> Required work:
Using the data beneath this instruction, retype only the lines from the one that contains "Update internal heading link" down to the one that contains "LGTM, thank you.", both included, exactly as they appear.

*** Raw data ***

PR #3791, opened 2024-07-29
fix "ffmpeg -codec" to "ffmpeg -codecs"

arsenicks:
the "s" was missing in the flag to list available codec

using ffmpeg -codec returns:
Missing argument for option 'codec'.
Error splitting the argument list: Invalid argument


nathan-contino (approved):
Right you are. Thanks!

PR #3793, opened 2024-07-31
Update internal heading link

saeedjohar:
Corrected a typo in the documentation which seems to be mismatch


lurch:
Yes, it probably makes more sense to link to the higher-level https://www.raspberrypi.com/documentation/computers/linux_kernel.html#cross-compile-the-kernel section, than it does the lower-level https://www.raspberrypi.com/documentation/computers/linux_kernel.html#cross-compiled-build section.

nathan-contino (approved):
LGTM, thank you.

PR #3794, opened 2024-08-05
Improved adoc compilation process

nelliemckesson:
This replaces the old `transform_doxygen_html.py` file with the doxygentoasciidoc library, and then adds some improved functionality to the adoc compilation processes.


nathan-contino (approved):
LGTM!

PR #3797, opened 2024-08-06
Update rpicam_options_common.adoc

Jacob-Bai:
Correct 'autofocus-range' to 'autofocus-window'


nathan-contino (approved):
LGTM, thank you!

PR #3798, opened 2024-08-07
Changed misleading video option for single HDMI models

Gemba:
With fkms/kms it is `HDMI-A-1` on a Rpi3 b+ and not `HDMI` as stated before.

### DIFF
--- a/documentation/asciidoc/computers/configuration/kernel-command-line-config.adoc
+++ b/documentation/asciidoc/computers/configuration/kernel-command-line-config.adoc
@@ -62,7 +62,7 @@ Possible options for the display type - the first part of the `video=` entry - i
 | Video Option | Display
 
 | HDMI-A-1
-| HDMI 1 (HDMI 0 on silkscreen of Raspberry Pi 4B, HDMI on single HDMI boards)
+| HDMI 1 (HDMI 0 on silkscreen of Raspberry Pi 4B, use HDMI-A-1 on single HDMI boards)
 
 | HDMI-A-2
 | HDMI 2 (HDMI 1 on silkscreen of Raspberry Pi 4B)


documentation/asciidoc/computers/configuration/kernel-command-line-config.adoc
```diff
@@ -62,7 +62,7 @@ Possible options for the display type - the first part of the `video=` entry - i
 | Video Option | Display
 
 | HDMI-A-1
-| HDMI 1 (HDMI 0 on silkscreen of Raspberry Pi 4B, HDMI on single HDMI boards)
```
lurch, line 65: I believe the wording here is referring to the silkscreen-label?

lurch: Although I guess this _does_ probably need expanding from "Raspberry Pi 4B" to "Raspberry Pi 4B or Raspberry Pi 5" ? :thinking:  (and might also be worth mentioning which HDMI port is which on the Pi 400?)

Gemba: Well, at least it is also confusing for others. Maybe the table should list primary which outputname should be used per which model. The silkscreen label is secondary IMHO, as the majority of users will know which output port(s) they use.

lurch: > Maybe the table should list primary which outputname should be used per which model.

It already does? `HDMI-A-1`, `DSI-1` and `Composite-1` for all models, and additionally `HDMI-A-2` for those models with two HDMI ports.

andrum993: As lurch has pointed out, the page is correct as currently written, although it needs updated for Pi 5.

Having said that, this PR does flag up a potential issue with the table, in that the wording is perhaps not the easiest to interpret, in that it relies on the reader understanding what the term `silkscreen` means. Looking at the page history, this has been through copy edit by Liz, so I'm rather reluctant to chime in with any suggestion for improvement here, but perhaps something like this would be of benefit?:

| Video Option | Display Output |
---------------------------
| HDMI-A-1 | HDMI 1 (labelled HDMI 0 on top of Raspberry Pi circuit board; labelled HDMI on computers with single HDMI output) |
| HDMI-A-2 | HDMI 2 (computers with two HDMI outputs only - labelled HDMI 1 on top of circuit board) |
| DSI-1 | DSI or DPI display |
| Composite-1 | Composite |

Also, the paragraphs above the table are not 100% correct:

`The following example defines a display named HDMI-A- at a resolution...`

Should actually read something like:

`The following example configures the display named HDMI-A-1 at a resolution...`

since the display is not _defined_ by the line, rather it is configured by it, and there is a typo where `-1` is missing.

And:

`Possible options for the display type - the first part of the video= entry - include:`

Should read something like:

`Possible options for the display output - the first part of the video= entry - include:`

since the part of the video= line being specified is a specific display output port, not a display type.

nathan-contino:
Seems like a misunderstanding. Thanks anyway!

PR #3828, opened 2024-08-21
Update doxygentoasciidoc to latest version

mudge:
The latest version replaces the "-f" argument with a single positional argument so update our Makefile accordingly.


lurch:
Tested this locally, still builds okay :+1:

PR #962, opened 2019-12-05
Complete comment for buffer setting.

ger-benjamin:
To understand better what this value means regarding the print system you use.

And as "10px" it's the default value of MapFishPrint, I come back again from 30 to 10. But let me know if you want to set 30px as default. (Is there an official specification about the buffer ? I haven't seen one)

### DIFF
--- a/docker/config.yaml.mako
+++ b/docker/config.yaml.mako
@@ -74,15 +74,17 @@ vars:
       use_wms: "true"
       validate: "false"
       # The following parameters are not used by xml2pdf, but might be in the fure (see issue #873)
-      buffer: 30
+      buffer: 10
       basic_map_size: [493, 280]
       pdf_dpi: 300
       pdf_map_size_millimeters: [174, 99]
   % else:
       # Configuration for MapFish-Print print service
       renderer: pyramid_oereb.contrib.print_proxy.mapfish_print.Renderer
-      # The minimum buffer in pixel at 72 DPI between the real estate and the map's border.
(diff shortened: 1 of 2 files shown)


docker/config.yaml.mako
```diff
@@ -74,15 +74,17 @@ vars:
...
       basic_map_size: [493, 280]
       pdf_dpi: 300
       pdf_map_size_millimeters: [174, 99]
   % else:
       # Configuration for MapFish-Print print service
       renderer: pyramid_oereb.contrib.print_proxy.mapfish_print.Renderer
-      # The minimum buffer in pixel at 72 DPI between the real estate and the map's border.
-      buffer: 30
+      # The minimum buffer in pixel at 72 DPI between the real estate and the map's border. If your print
+      # system draw a margin around the feature (the real estate), you have to set your buffer
```
jwkaltz: draw -> draws

docker/config.yaml.mako
```diff
@@ -74,15 +74,17 @@ vars:
...
+      # here accordingly. MapFishPrint set per default a (Map -> ZoomToFeatures ->) MinMargin to 10px.
```
jwkaltz: set -> sets

But I think we should not put this here, but instead add an explicit configuration line in the pyramid_oereb_mfp.

ger-benjamin: Ok. I'll move this part in pyramid_oereb_mfp

PR #979, opened 2020-01-03
Add plr sorting hook

jwkaltz:
This PR introduces a new hook, to be able to define a sorting of the plrs within the themes in the extract data.
It also proposes a contrib method for one specific sorting implementation, by type_code, as requested by @romefi . This contrib method can be tested by defining in the project configuration file the following:

sort_within_themes_method: pyramid_oereb.contrib.plr_sort_within_themes_by_type_code

(see example in new standard configuration file)

C2C reference ticket: GEO-2844


pyramid_oereb/standard/pyramid_oereb.yml.mako
```diff
@@ -385,6 +385,9 @@ pyramid_oereb:
...
         it: Il contenuto del Catasto RDPP si considera noto. Il Canton ---NOME DEL CANTON--- non può essere ritenuto responsabile per la precisione e l'affidabilità dei documenti legislativi in formato elettronico. L'estratto ha carattere puramente informativo e non è in particolare costituti-vo di diritti e obblighi. Sono considerati giuridicamente vincolanti i documenti approvati o pubblicati passati in giudicato. Con l'autenticazione dell'estratto viene confermata la conformità dell'estratto rispetto al Catasto RDPP al momento della sua redazione.
         rm: ...
+    sort_within_themes_method: pyramid_oereb.standard.hook_methods.plr_sort_within_themes
+    # Example of a specific sorting method:
+    #sort_within_themes_method: pyramid_oereb.contrib.plr_sort_within_themes_by_type_code
```
ger-benjamin:
```suggestion
    # sort_within_themes_method: pyramid_oereb.contrib.plr_sort_within_themes_by_type_code
```

pyramid_oereb/standard/hook_methods.py
```diff
@@ -14,6 +15,9 @@
 from pyramid_oereb.lib.records.office import OfficeRecord
 
 
+log = logging.getLogger(__name__)
```
ger-benjamin: you add it but it's not used

pyramid_oereb/contrib/__init__.py
```diff
@@ -4,3 +4,54 @@
 This package is meant for contributions to the project, that are not part of the core libraries but may be
 useful in general.
 """
+import logging
+
```
ger-benjamin: Can you remove this empty line ?

pyramid_oereb/contrib/__init__.py
```diff
@@ -4,3 +4,54 @@
...
+from functools import cmp_to_key
+
```
ger-benjamin: Can you remove this empty line ?

docker/config.yaml.mako
```diff
@@ -386,6 +386,9 @@ vars:
...
           it: Il contenuto del Catasto RDPP si considera noto. Il Canton ---NOME DEL CANTON--- non può essere ritenuto responsabile per la precisione e l'affidabilità dei documenti legislativi in formato elettronico. L'estratto ha carattere puramente informativo e non è in particolare costituti-vo di diritti e obblighi. Sono considerati giuridicamente vincolanti i documenti approvati o pubblicati passati in giudicato. Con l'autenticazione dell'estratto viene confermata la conformità dell'estratto rispetto al Catasto RDPP al momento della sua redazione.
           rm: ...
+      sort_within_themes_method: pyramid_oereb.standard.hook_methods.plr_sort_within_themes
+      # Example of a specific sorting method:
+      #sort_within_themes_method: pyramid_oereb.contrib.plr_sort_within_themes_by_type_code
```
ger-benjamin:
```suggestion
      # sort_within_themes_method: pyramid_oereb.contrib.plr_sort_within_themes_by_type_code
```

pyramid_oereb/standard/hook_methods.py
ger-benjamin: it is not the same as (use lamda function)
`real_estate.public_law_restrictions = sorted(real_estate.public_law_restrictions, key=lambda x: x.get('type_code', ''))` (whithout the whole `cmp` function ?)

In all cases, with this code and these names: `['Arboretum', 'Ärboretum', 'Belize']` you will get this result:
``['Arboretum', 'Belize', 'Ärboretum']``
Because Ä > Z. It is the wanted result ?

pyramid_oereb/contrib/__init__.py
```diff
@@ -4,3 +4,54 @@
...
+                    ret = 0
+                else:
+                    ret = 1
+            else:
+                ret = 0
+        else:
+            ret = 0
+        return ret
+
+    real_estate.public_law_restrictions = sorted(real_estate.public_law_restrictions, key=cmp_to_key(cmp))
```
ger-benjamin: it is not the same as (use lamda function):
`real_estate.public_law_restrictions = sorted(real_estate.public_law_restrictions, key=lambda x: x.get('type_code', ''))`(whithout the whole `cmp` function ?)

In all cases, with this code and these names: `['Arboretum', 'Ärboretum', 'Belize']` you will get this result:
`['Arboretum', 'Belize', 'Ärboretum']`
Because Ä > Z. It is the wanted result ?

jwkaltz: I don't think we can use the simple solution in this case, because the goal is not to sort by type_code, but to keep the ordering of themes, and within the themes, sort by type_code. I couldn't find a way to do that without a custom comparator function - WDYT?

pyramid_oereb/standard/hook_methods.py
jwkaltz: removed

pyramid_oereb/contrib/__init__.py
ger-benjamin: Oh, I see. Ok. So I've not immediat better solution.
And what about umlaut ? it is correct like that ?

pyramid_oereb/contrib/__init__.py
jwkaltz: removed

pyramid_oereb/contrib/__init__.py
jwkaltz: removed

pyramid_oereb/contrib/__init__.py
jwkaltz: There are different standards for that... for me, the way Python does it (consider Ä, Ö, ... as separate letters and therefore sort them after Z) is OK.

PR #982, opened 2020-01-07
Add possibility to archive generated pdf (by MFP)

ger-benjamin:
https://jira.camptocamp.com/browse/GEO-2823

The archived (stored, there is no compression or anything) file will have this name for instance:
`07-01-2020_10-11-17_CH113928077734.pdf`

*** End of Raw data ***

> Result for this exercise:
Update internal heading link

saeedjohar:
Corrected a typo in the documentation which seems to be mismatch


lurch:
Yes, it probably makes more sense to link to the higher-level https://www.raspberrypi.com/documentation/computers/linux_kernel.html#cross-compile-the-kernel section, than it does the lower-level https://www.raspberrypi.com/documentation/computers/linux_kernel.html#cross-compiled-build section.

nathan-contino (approved):
LGTM, thank you.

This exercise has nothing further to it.